What follows is a block of records; restate each one word for word.
(Given data Opens)
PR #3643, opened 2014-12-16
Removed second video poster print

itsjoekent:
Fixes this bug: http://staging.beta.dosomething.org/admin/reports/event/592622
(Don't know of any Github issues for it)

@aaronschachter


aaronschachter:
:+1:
(Given data Closes)
Written reply:
PR #3643, opened 2014-12-16
Removed second video poster print

itsjoekent:
Fixes this bug: http://staging.beta.dosomething.org/admin/reports/event/592622
(Don't know of any Github issues for it)

@aaronschachter


aaronschachter:
:+1:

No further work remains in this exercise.